_Task brief_
Copy each of the records exactly; leave nothing out.

_Records shown_
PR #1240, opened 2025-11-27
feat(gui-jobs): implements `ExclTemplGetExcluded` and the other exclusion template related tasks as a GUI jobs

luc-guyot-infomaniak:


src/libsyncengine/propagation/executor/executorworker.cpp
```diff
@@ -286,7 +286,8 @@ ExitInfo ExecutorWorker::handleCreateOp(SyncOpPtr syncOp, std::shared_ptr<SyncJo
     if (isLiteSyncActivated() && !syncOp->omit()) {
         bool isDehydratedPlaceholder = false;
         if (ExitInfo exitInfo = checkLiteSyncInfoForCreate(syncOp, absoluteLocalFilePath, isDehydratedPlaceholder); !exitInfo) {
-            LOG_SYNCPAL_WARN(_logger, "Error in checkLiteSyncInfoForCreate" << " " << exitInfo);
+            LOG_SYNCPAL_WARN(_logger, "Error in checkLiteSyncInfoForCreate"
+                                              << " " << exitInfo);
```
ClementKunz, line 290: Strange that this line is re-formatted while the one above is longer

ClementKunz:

_The completed task_
PR #1240, opened 2025-11-27
feat(gui-jobs): implements `ExclTemplGetExcluded` and the other exclusion template related tasks as a GUI jobs

luc-guyot-infomaniak:


src/libsyncengine/propagation/executor/executorworker.cpp
```diff
@@ -286,7 +286,8 @@ ExitInfo ExecutorWorker::handleCreateOp(SyncOpPtr syncOp, std::shared_ptr<SyncJo
     if (isLiteSyncActivated() && !syncOp->omit()) {
         bool isDehydratedPlaceholder = false;
         if (ExitInfo exitInfo = checkLiteSyncInfoForCreate(syncOp, absoluteLocalFilePath, isDehydratedPlaceholder); !exitInfo) {
-            LOG_SYNCPAL_WARN(_logger, "Error in checkLiteSyncInfoForCreate" << " " << exitInfo);
+            LOG_SYNCPAL_WARN(_logger, "Error in checkLiteSyncInfoForCreate"
+                                              << " " << exitInfo);
```
ClementKunz, line 290: Strange that this line is re-formatted while the one above is longer

ClementKunz:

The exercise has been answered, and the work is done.